Their school sports include basketball, soccer, badminton and ping pong.

They don’t have a homecoming, which made the timing of the visit more memorable.

“Homecoming here was very exciting,” Ma Wenhan said.

“The students are very enthusiastic,” Edison said. “The guy behind me was always cheering.”

Curriculum also differs between the two schools. For example, Ma Wenhan learned English beginning in third grade and many students are learning English as early as kindergarten.

“It’s all different,” Edison said when asked to compare the two schools. “They can change their subjects every year. We can only change them in our second year.”

Testing between the two schools also varies greatly. While it’s not uncommon for Delano students to have tests on a regular basis, everything comes down to one test for their Chinese counterparts.

“The college entry exam is very important in their lives,” Alice said. “It can change their lives and help them be successful.”

College entry is much more competitive in China, with a vastly different college system than what exists in the US.

Some different features in Delano have inspired changes in its sister school.

“We have colorful posters on the walls, which we learned from you, and the decoration in the teachers’ offices,” Wang Ran said. “We do our best to realize the effect the environment has on the students.”

One aspect of environment won’t change, as Wang Ran’s school has 2,000 students within its three high school grades and 3,000 between three middle school grades.

The Chinese students, in particular, seemed to appreciate the small town atmosphere and Minnesota-nice mentality.

“Everyone here is very friendly,” Ma Wenhan said. “Many people smile and say hello. My host family gave me a warm welcome and talked to me.”

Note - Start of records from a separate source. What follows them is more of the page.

PR #1682, opened 2022-10-14
fix: prevent Next from defining duplicate global property in edge functions

ascorbic:
### Summary

Currently Next.js creates a global function in the edge runtime called `__import_unsupported` by defining it as an immutable property on `globalThis`. This means that if there is more than one of these definitions in a single edge function bundle then there is an error when they both try to define it. This PR patches the generated bundle (yeah, I know) to add a check before defining it. I suppose I _could_ try contributing upstream.

The only scenario where this happens now is if you have more than one Next.js edge function or middleware. This means that you need to define an API route to use `experimental-edge` runtime, and also have middleware.

### Test plan

1. Visit the middleware deploy preview
2. Load the edge API page `/api/edge`

image

### Standard checks:

- [ ] Add docs when necessary

---

### DIFF
--- a/packages/runtime/src/helpers/edge.ts
+++ b/packages/runtime/src/helpers/edge.ts
@@ -74,7 +74,7 @@ const sanitizeName = (name: string) => `next_${name.replace(/\W/g, '_')}`
 const preamble = /* js */ `
 
 globalThis.process = { env: {...Deno.env.toObject(), NEXT_RUNTIME: 'edge', 'NEXT_PRIVATE_MINIMAL_MODE': '1' } }
-const _ENTRIES = {}
+let _ENTRIES = {}
 // Deno defines "window", but naughty libraries think this means it's a browser
 delete globalThis.window
 // Next uses "self" as a function-scoped global-like object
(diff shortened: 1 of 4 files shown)


packages/runtime/src/helpers/edge.ts
```diff
@@ -90,17 +97,20 @@ const getMiddlewareBundle = async ({
...
+    // Next defines an immutable global variable, which is fine unless you have more than one in the bundle
+    // This adds a check to see if the global is already defined
+    data = IMPORT_UNSUPPORTED.reduce(
+      (acc, val) => acc.replace(val, `('__import_unsupported' in globalThis)||${val}`),
+      data,
+    )
     chunks.push('{', data, '}')
   }
 
-  const middleware = await fs.readFile(join(publish, `server`, `${edgeFunctionDefinition.name}.js`), 'utf8')
```
ascorbic, line 100: This isn't needed anymore, because the middleware file itself is included in `edgeFunctionDefinition.files`

packages/runtime/src/helpers/edge.ts
```diff
@@ -90,17 +97,20 @@ const getMiddlewareBundle = async ({
...
-
-  chunks.push(middleware)
-
```
ascorbic, line 103: This isn't needed anymore, because the middleware file itself is included in `edgeFunctionDefinition.files`

ericapisani (approved):

PR #1693, opened 2022-10-18
fix: correctly handle matchers with lookaheads and i18n

ascorbic:
### Summary

Currently we translate the Next.js middleware matcher regex into a regex used to target the edge function. We double-check when the edge funciton runs, because there are addiitonal conditions that can be set in matchers that can't be expressed in the path regex. However the Next.js and Netlify Edge Function regexes are not fully compatible, because for performance reasons the Go regexp library (used in the Netlify proxy) doesn't support lookaheads like JavaScript does, and the Next.js docs now suggest using these. 

This PR parses the matcher regexes, and strips any lookahead clauses before writing them to the Netlify manifest. Loosening them in this way doesn't prevent them from working, because it retains the lookaheads in the matchers used in the edge functions themselves, so the condition is still enfored at that point. 

Additionally, if a site uses i18n, the generated regex was not matching the default locale. This is because Next.js checks the path after it has been normalized and the default locale interpolated. However Netlify runs the match before it it normalised. This PR loosens that regex by making the locale slug optional, meaning it matches the default locale with no slug included. 

### Test plan

1. The middleware test site now includes i18n, ensuring the tests pass with it enabled. It also includes a matcher with a negative lookahead. Load [this page](https://deploy-preview-1693--next-plugin-edge-middleware.netlify.app/shows/99), which is excluded with a negative lookahead and ensure the `x-modified-edge` header is not set in the response. Load [this page](https://deploy-preview-1693--next-plugin-edge-middleware.netlify.app/shows/11) and see that it _is_ set.

### Standard checks:

- [ ] Add docs when necessary

---


test/matchers.spec.ts
```diff
@@ -0,0 +1,72 @@
...
+    expect(checkPath('/shows', stripped)).toBe(false)
+    expect(checkPath('/shows/11', stripped)).toBe(true)
+    // These will be true because the regex is not as strict as the original one
+    // The strict test will be done in the JS entrypoint
+    expect(checkPath('/shows/99', stripped)).toBe(true)
+    expect(checkPath('/shows/888', stripped)).toBe(true)
+  })
+})
+
+// "regexp": "^(?:\\/(_next\\/data\\/[^/]{1,}))?(?:\\/([^/.]{1,}))\\/shows(?:\\/((?!99|88).*))(.json)?[\\/#\\?]?$"
```
sarahetter, line 72: Was this comment meant to be left in?

ascorbic: Ah, no. Fixed.

sarahetter (approved):
LGTM!

PR #2766, opened 2025-02-20
fix: don't cache POST when serving embedded static html

pieh:
## Description

This doesn't fix any known issue, just noticed we didn't check for method in this case so just for safety, we should


orinokai (approved):
Good catch!

PR #2769, opened 2025-02-26
fix: expect renamed debug headers

serhalp:
## Description

The debug response headers were renamed a few weeks ago

### Documentation

N/A - undocumented

## Tests

🤔

https://github.com/netlify/stargate/pull/2666


tests/utils/fixture.ts
```diff
@@ -473,17 +473,17 @@ export async function invokeEdgeFunction(
...
+      'debug-x-nf-blobs-info': Buffer.from(
         JSON.stringify({ url: `http://${ctx.blobStoreHost}`, token: BLOB_TOKEN }),
       ).toString('base64'),
-      'x-nf-passthrough': 'passthrough',
-      'x-nf-passthrough-host': passthroughHost,
-      'x-nf-passthrough-proto': 'http:',
+      'debug-x-nf-passthrough': 'passthrough',
+      'debug-x-nf-passthrough-host': passthroughHost,
+      'debug-x-nf-passthrough-proto': 'http:',
       'x-nf-request-id': v4(),
```
pieh, line 487: Those probably should not change as they are used to make `@netlify/edge-bundler` serve work. Looking at how CLI handles those:
- https://github.com/netlify/cli/blob/e5c6a136c94f9c786c4c39a7daecddda2070473c/src/lib/edge-functions/proxy.ts#L151-L190
- https://github.com/netlify/cli/blob/e5c6a136c94f9c786c4c39a7daecddda2070473c/src/lib/edge-functions/headers.ts#L3-L20

Those should not be prefixed as they are request headers that setup edge function invocations and not response headers

Also https://github.com/netlify/edge-functions-bootstrap/blob/e49ee4a71e417c5ba91759a24f5b6ae0bd3ecc2c/src/bootstrap/headers.ts#L1-L41 is probably where those headers are used to make things work and they are not prefixed there

PR #2774, opened 2025-03-17
fix: adjust bundling to not produce duplicate inlined internal modules

pieh:
## Description

We are producing duplicate inlining in built package if built in directory that is not named `opennextjs-netlify`. This adjusts build script to not rely on directory name and adds some validation.

This is still a bit bandaidy - ideally we don't do multiple passes and do single build emitting mix of ESM and CJS, but I couldn't find to make `esbuild` behave in this way, so to not overhaul entire setup and spend a lot of time on it - I just made some adjustments and really barebones verification/validation of built package.

## Tests

Adding some validation to build script

https://linear.app/netlify/issue/FRB-1681/fix-next-runtime-bundling-so-we-dont-duplicateinline-internal-modules

### DIFF
--- a/tools/build.js
+++ b/tools/build.js
@@ -147,7 +147,7 @@ async function ensureNoRegionalBlobsModuleDuplicates() {
   }
   if (!foundInExpectedModule) {
     throw new Error(
-      'Expected to find "fetchBeforeNextPatchedIt" variable in "run/regional-blob-store.cjs", but it was not found. This might indicate setup change that require bundling validation in "tools/build.js" to be adjusted.',
+      'Expected to find "fetchBeforeNextPatchedIt" variable in "run/regional-blob-store.cjs", but it was not found. This might indicate a setup change that requires the bundling validation in "tools/build.js" to be adjusted.',
     )
   }
   if (unexpectedModulesContainingFetchBeforeNextPatchedIt.length !== 0) {


tools/build.js
```diff
@@ -126,8 +129,38 @@ await Promise.all([
...
+  if (!foundInExpectedModule) {
+    throw new Error(
+      'Expected to find fetchBeforeNextPatchedIt in run/regional-blob-store.cjs, but it was not found. This might indicate setup change that require bundling validation to be adjusted.',
+    )
+  }
+  if (unexpectedModulesContainingFetchBeforeNextPatchedIt.length !== 0) {
+    throw new Error(
+      `Bundling produced unexpected duplicates of 'regional-blob-store' module in following built modules:\n${unexpectedModulesContainingFetchBeforeNextPatchedIt.map((filePath) => ` - ${filePath}`).join('\n')}`,
+    )
+  }
```
pieh, line 157: This produce error like this:
```
Error: Bundling produced unexpected duplicates of 'regional-blob-store' module in following built modules:
 - dist/esm-chunks/chunk-K4RDUZYO.js
 - dist/run/next.cjs
 - dist/run/handlers/cache.cjs
    at ensureNoRegionalBlobsModuleDuplicates (file:///Users/misiek/dev/pgs-next-runtime/tools/build.js:154:11)
    at async file:///Users/misiek/dev/pgs-next-runtime/tools/build.js:163:3
```
The main purpose is to prevent publishing mis-bundlend version of runtime from local machines

tools/build.js
```diff
@@ -39,7 +42,7 @@ async function bundle(entryPoints, format, watch) {
         name: 'mark-runtime-modules-as-external',
         setup(pluginBuild) {
           pluginBuild.onResolve({ filter: /^\..*\.c?js$/ }, (args) => {
-            if (args.importer.includes(join('opennextjs-netlify', 'src'))) {
+            if (args.importer.includes(join(repoDirectory, 'src'))) {
```
pieh, line 45: Main fix/adjustment - we were publishing runtime locally since move to Opennext organization and if locally repo clone directory was not named exactly `opennextjs-neltify`, then we would produce duplicates.

tests/e2e/simple-app.test.ts
```diff
@@ -12,8 +12,8 @@ test('Renders the Home page correctly', async ({ page, simple }) => {
 
   await expect(page).toHaveTitle('Simple Next App')
 
-  expect(headers['cache-status']).toMatch(/^"Next.js"; hit$/m)
-  expect(headers['cache-status']).toMatch(/^"Netlify Edge"; fwd=miss$/m)
+  expect(headers['cache-status'].replaceAll(', ', '\n')).toMatch(/^"Next.js"; hit$/m)
+  expect(headers['cache-status'].replaceAll(', ', '\n')).toMatch(/^"Netlify Edge"; fwd=miss$/m)
```
pieh, line 16: Not related to main portion of PR - seems like we might be getting comma separated cache-status values, so I'm massing it to have each statement as separate line to match regex assumption

tools/build.js
```diff
@@ -126,8 +129,38 @@ await Promise.all([
...
+      if (fileToTest.endsWith('run/regional-blob-store.cjs')) {
+        foundInExpectedModule = true
+      } else {
+        unexpectedModulesContainingFetchBeforeNextPatchedIt.push(fileToTest)
+      }
+    }
+  }
+  if (!foundInExpectedModule) {
+    throw new Error(
+      'Expected to find "fetchBeforeNextPatchedIt" variable in "run/regional-blob-store.cjs", but it was not found. This might indicate setup change that require bundling validation in "tools/build.js" to be adjusted.',
```
eduardoboucas, line 150: nit

```suggestion
      'Expected to find "fetchBeforeNextPatchedIt" variable in "run/regional-blob-store.cjs", but it was not found. This might indicate a setup change that requires the bundling validation in "tools/build.js" to be adjusted.',
```

eduardoboucas (approved):

eduardoboucas (approved):

PR #2775, opened 2025-03-17
fix: add more measures to prevent using data-cache for blob operations

pieh:
## Tests

1. TODO


src/run/regional-blob-store.cts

Lanette Faul, Delano’s China Club advisor, said local students are also received very well when they visit their Chinese friends.

“When our students go there, they are welcomed,” Faul said. “It’s amazing how we’re treated.”

Faul also noted that, because of the Chinese school’s size, the process to become a host, and subsequently have the opportunity to visit America, is very competitive.

The program that forged the relationship between Delano and its sister school began in the 1980s, with a formal agreement signed in 2005 to share students and staff. Over that time, more than 100 students and staff have been a part of the program.

Delano students and staff will have the opportunity to visit their Chinese counterparts during spring break.